The records below:

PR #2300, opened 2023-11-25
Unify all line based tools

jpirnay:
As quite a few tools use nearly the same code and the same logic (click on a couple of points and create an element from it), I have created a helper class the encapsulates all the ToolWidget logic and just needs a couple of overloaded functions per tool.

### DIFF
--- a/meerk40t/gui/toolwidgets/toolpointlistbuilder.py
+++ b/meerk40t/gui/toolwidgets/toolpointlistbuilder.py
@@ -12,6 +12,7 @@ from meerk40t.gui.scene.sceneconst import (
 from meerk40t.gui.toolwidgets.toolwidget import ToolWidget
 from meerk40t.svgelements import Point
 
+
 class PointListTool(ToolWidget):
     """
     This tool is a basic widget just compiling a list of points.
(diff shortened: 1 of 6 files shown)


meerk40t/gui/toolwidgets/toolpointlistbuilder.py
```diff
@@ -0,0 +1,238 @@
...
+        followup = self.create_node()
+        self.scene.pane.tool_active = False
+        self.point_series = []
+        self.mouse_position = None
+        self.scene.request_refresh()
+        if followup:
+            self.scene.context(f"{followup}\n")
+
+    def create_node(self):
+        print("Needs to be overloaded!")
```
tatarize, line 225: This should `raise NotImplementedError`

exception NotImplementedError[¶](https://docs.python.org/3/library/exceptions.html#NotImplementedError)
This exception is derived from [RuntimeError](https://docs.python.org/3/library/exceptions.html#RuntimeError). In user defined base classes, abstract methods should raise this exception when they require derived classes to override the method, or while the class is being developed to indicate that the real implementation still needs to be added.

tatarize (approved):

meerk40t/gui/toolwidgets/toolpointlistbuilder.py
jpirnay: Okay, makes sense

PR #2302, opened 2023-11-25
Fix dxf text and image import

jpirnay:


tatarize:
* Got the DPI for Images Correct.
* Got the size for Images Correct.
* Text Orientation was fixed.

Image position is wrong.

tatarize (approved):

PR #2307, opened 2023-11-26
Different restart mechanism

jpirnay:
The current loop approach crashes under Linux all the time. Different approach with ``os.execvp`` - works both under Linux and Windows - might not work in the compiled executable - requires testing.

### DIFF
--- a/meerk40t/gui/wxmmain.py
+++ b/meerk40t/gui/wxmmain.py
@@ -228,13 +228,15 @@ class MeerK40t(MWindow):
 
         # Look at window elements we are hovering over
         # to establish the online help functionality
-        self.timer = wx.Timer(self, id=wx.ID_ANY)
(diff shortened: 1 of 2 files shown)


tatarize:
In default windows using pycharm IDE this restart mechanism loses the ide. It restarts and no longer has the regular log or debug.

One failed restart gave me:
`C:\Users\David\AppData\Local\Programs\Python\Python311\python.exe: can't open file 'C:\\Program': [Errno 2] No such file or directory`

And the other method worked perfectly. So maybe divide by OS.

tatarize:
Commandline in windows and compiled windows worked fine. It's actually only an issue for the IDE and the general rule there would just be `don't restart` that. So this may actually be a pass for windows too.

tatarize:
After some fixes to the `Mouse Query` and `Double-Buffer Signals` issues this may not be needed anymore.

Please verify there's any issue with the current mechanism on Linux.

End of The records.

> [Assignment]: The word "Different" may appear in lines of the entries. State how many lines hold it, as a number alone.

> [Response to this task]: 2